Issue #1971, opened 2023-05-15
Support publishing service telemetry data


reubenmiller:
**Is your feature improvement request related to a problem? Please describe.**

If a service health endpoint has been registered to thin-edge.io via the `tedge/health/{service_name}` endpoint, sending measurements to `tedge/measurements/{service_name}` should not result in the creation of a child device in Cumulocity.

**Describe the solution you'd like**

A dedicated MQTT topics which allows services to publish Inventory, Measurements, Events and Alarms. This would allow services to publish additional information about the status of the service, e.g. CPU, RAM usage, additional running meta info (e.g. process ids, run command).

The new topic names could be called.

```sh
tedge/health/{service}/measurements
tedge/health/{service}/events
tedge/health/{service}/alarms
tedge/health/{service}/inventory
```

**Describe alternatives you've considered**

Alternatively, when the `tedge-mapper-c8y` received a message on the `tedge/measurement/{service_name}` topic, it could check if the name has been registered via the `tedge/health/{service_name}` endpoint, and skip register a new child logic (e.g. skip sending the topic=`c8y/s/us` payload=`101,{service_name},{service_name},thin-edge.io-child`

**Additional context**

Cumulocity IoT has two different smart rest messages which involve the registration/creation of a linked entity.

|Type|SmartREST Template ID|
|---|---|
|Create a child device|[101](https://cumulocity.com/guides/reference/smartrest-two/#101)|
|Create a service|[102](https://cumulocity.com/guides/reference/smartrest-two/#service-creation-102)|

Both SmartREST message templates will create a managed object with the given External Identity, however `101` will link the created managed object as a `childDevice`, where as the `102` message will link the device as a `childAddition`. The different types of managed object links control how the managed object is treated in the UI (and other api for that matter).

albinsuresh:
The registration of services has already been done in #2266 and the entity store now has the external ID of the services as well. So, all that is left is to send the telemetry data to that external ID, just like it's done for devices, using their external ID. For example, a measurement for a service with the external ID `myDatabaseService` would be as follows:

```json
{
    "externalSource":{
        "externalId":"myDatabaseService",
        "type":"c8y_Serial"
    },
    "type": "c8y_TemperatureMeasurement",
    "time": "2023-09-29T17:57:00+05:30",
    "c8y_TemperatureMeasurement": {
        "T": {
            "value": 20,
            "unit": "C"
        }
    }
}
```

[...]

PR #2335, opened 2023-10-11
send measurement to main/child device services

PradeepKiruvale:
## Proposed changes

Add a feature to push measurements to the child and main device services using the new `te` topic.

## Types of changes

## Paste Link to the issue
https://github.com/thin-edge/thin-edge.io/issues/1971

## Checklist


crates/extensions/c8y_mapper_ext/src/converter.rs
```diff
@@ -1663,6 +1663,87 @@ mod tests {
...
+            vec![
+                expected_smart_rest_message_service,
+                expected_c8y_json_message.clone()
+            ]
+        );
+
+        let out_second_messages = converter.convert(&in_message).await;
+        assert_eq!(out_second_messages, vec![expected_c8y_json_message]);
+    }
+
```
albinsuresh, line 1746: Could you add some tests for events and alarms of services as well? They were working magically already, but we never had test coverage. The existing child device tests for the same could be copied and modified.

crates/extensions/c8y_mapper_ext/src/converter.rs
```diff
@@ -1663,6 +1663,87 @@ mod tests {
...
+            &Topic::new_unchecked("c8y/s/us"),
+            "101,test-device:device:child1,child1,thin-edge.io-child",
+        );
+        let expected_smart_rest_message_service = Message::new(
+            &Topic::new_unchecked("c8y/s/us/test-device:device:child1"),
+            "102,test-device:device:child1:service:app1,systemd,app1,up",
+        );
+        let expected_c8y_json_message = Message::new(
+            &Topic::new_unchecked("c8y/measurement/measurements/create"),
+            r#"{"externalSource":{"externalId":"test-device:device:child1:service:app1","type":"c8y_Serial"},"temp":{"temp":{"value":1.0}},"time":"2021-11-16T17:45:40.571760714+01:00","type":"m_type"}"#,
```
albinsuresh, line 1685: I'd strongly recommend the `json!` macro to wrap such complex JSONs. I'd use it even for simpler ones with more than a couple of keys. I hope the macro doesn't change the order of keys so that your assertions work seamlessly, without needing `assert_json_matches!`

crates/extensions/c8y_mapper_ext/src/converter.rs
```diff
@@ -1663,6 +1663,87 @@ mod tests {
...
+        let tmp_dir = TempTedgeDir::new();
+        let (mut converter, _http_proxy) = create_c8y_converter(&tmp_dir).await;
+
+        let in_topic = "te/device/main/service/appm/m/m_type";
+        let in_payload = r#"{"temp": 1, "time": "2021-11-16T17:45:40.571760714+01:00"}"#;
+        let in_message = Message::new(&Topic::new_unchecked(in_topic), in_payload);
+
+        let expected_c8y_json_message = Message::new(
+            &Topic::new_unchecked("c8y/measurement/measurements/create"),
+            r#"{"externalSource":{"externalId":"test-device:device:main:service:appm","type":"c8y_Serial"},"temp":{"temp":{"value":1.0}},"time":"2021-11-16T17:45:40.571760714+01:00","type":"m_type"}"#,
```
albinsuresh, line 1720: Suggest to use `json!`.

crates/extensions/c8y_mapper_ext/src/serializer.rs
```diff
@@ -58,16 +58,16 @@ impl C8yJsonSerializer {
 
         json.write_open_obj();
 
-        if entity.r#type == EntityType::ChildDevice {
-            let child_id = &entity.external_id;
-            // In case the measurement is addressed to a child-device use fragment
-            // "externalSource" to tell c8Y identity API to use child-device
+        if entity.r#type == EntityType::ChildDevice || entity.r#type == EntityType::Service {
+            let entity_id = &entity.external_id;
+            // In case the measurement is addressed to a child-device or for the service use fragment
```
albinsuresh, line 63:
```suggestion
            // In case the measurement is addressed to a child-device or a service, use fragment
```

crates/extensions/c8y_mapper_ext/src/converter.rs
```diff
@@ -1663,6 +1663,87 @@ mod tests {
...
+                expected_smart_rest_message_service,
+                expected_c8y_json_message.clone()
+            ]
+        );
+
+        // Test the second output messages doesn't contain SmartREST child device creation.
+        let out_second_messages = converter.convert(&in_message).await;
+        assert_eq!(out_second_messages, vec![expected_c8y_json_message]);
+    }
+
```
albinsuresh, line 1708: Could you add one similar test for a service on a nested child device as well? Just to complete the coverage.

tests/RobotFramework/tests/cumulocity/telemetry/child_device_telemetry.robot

_____

◆ PROBLEM TO SOLVE
Exactly as they stand, write out all of the entries.

◆ WRITTEN SOLUTION
Issue #1971, opened 2023-05-15
Support publishing service telemetry data


reubenmiller:
**Is your feature improvement request related to a problem? Please describe.**

If a service health endpoint has been registered to thin-edge.io via the `tedge/health/{service_name}` endpoint, sending measurements to `tedge/measurements/{service_name}` should not result in the creation of a child device in Cumulocity.

**Describe the solution you'd like**

A dedicated MQTT topics which allows services to publish Inventory, Measurements, Events and Alarms. This would allow services to publish additional information about the status of the service, e.g. CPU, RAM usage, additional running meta info (e.g. process ids, run command).

The new topic names could be called.

```sh
tedge/health/{service}/measurements
tedge/health/{service}/events
tedge/health/{service}/alarms
tedge/health/{service}/inventory
```

**Describe alternatives you've considered**

Alternatively, when the `tedge-mapper-c8y` received a message on the `tedge/measurement/{service_name}` topic, it could check if the name has been registered via the `tedge/health/{service_name}` endpoint, and skip register a new child logic (e.g. skip sending the topic=`c8y/s/us` payload=`101,{service_name},{service_name},thin-edge.io-child`

**Additional context**

Cumulocity IoT has two different smart rest messages which involve the registration/creation of a linked entity.

|Type|SmartREST Template ID|
|---|---|
|Create a child device|[101](https://cumulocity.com/guides/reference/smartrest-two/#101)|
|Create a service|[102](https://cumulocity.com/guides/reference/smartrest-two/#service-creation-102)|

Both SmartREST message templates will create a managed object with the given External Identity, however `101` will link the created managed object as a `childDevice`, where as the `102` message will link the device as a `childAddition`. The different types of managed object links control how the managed object is treated in the UI (and other api for that matter).

albinsuresh:
The registration of services has already been done in #2266 and the entity store now has the external ID of the services as well. So, all that is left is to send the telemetry data to that external ID, just like it's done for devices, using their external ID. For example, a measurement for a service with the external ID `myDatabaseService` would be as follows:

```json
{
    "externalSource":{
        "externalId":"myDatabaseService",
        "type":"c8y_Serial"
    },
    "type": "c8y_TemperatureMeasurement",
    "time": "2023-09-29T17:57:00+05:30",
    "c8y_TemperatureMeasurement": {
        "T": {
            "value": 20,
            "unit": "C"
        }
    }
}
```

[...]

PR #2335, opened 2023-10-11
send measurement to main/child device services

PradeepKiruvale:
## Proposed changes

Add a feature to push measurements to the child and main device services using the new `te` topic.

## Types of changes

## Paste Link to the issue
https://github.com/thin-edge/thin-edge.io/issues/1971

## Checklist


crates/extensions/c8y_mapper_ext/src/converter.rs
```diff
@@ -1663,6 +1663,87 @@ mod tests {
...
+            vec![
+                expected_smart_rest_message_service,
+                expected_c8y_json_message.clone()
+            ]
+        );
+
+        let out_second_messages = converter.convert(&in_message).await;
+        assert_eq!(out_second_messages, vec![expected_c8y_json_message]);
+    }
+
```
albinsuresh, line 1746: Could you add some tests for events and alarms of services as well? They were working magically already, but we never had test coverage. The existing child device tests for the same could be copied and modified.

crates/extensions/c8y_mapper_ext/src/converter.rs
```diff
@@ -1663,6 +1663,87 @@ mod tests {
...
+            &Topic::new_unchecked("c8y/s/us"),
+            "101,test-device:device:child1,child1,thin-edge.io-child",
+        );
+        let expected_smart_rest_message_service = Message::new(
+            &Topic::new_unchecked("c8y/s/us/test-device:device:child1"),
+            "102,test-device:device:child1:service:app1,systemd,app1,up",
+        );
+        let expected_c8y_json_message = Message::new(
+            &Topic::new_unchecked("c8y/measurement/measurements/create"),
+            r#"{"externalSource":{"externalId":"test-device:device:child1:service:app1","type":"c8y_Serial"},"temp":{"temp":{"value":1.0}},"time":"2021-11-16T17:45:40.571760714+01:00","type":"m_type"}"#,
```
albinsuresh, line 1685: I'd strongly recommend the `json!` macro to wrap such complex JSONs. I'd use it even for simpler ones with more than a couple of keys. I hope the macro doesn't change the order of keys so that your assertions work seamlessly, without needing `assert_json_matches!`

crates/extensions/c8y_mapper_ext/src/converter.rs
```diff
@@ -1663,6 +1663,87 @@ mod tests {
...
+        let tmp_dir = TempTedgeDir::new();
+        let (mut converter, _http_proxy) = create_c8y_converter(&tmp_dir).await;
+
+        let in_topic = "te/device/main/service/appm/m/m_type";
+        let in_payload = r#"{"temp": 1, "time": "2021-11-16T17:45:40.571760714+01:00"}"#;
+        let in_message = Message::new(&Topic::new_unchecked(in_topic), in_payload);
+
+        let expected_c8y_json_message = Message::new(
+            &Topic::new_unchecked("c8y/measurement/measurements/create"),
+            r#"{"externalSource":{"externalId":"test-device:device:main:service:appm","type":"c8y_Serial"},"temp":{"temp":{"value":1.0}},"time":"2021-11-16T17:45:40.571760714+01:00","type":"m_type"}"#,
```
albinsuresh, line 1720: Suggest to use `json!`.

crates/extensions/c8y_mapper_ext/src/serializer.rs
```diff
@@ -58,16 +58,16 @@ impl C8yJsonSerializer {
 
         json.write_open_obj();
 
-        if entity.r#type == EntityType::ChildDevice {
-            let child_id = &entity.external_id;
-            // In case the measurement is addressed to a child-device use fragment
-            // "externalSource" to tell c8Y identity API to use child-device
+        if entity.r#type == EntityType::ChildDevice || entity.r#type == EntityType::Service {
+            let entity_id = &entity.external_id;
+            // In case the measurement is addressed to a child-device or for the service use fragment
```
albinsuresh, line 63:
```suggestion
            // In case the measurement is addressed to a child-device or a service, use fragment
```

crates/extensions/c8y_mapper_ext/src/converter.rs
```diff
@@ -1663,6 +1663,87 @@ mod tests {
...
+                expected_smart_rest_message_service,
+                expected_c8y_json_message.clone()
+            ]
+        );
+
+        // Test the second output messages doesn't contain SmartREST child device creation.
+        let out_second_messages = converter.convert(&in_message).await;
+        assert_eq!(out_second_messages, vec![expected_c8y_json_message]);
+    }
+
```
albinsuresh, line 1708: Could you add one similar test for a service on a nested child device as well? Just to complete the coverage.

tests/RobotFramework/tests/cumulocity/telemetry/child_device_telemetry.robot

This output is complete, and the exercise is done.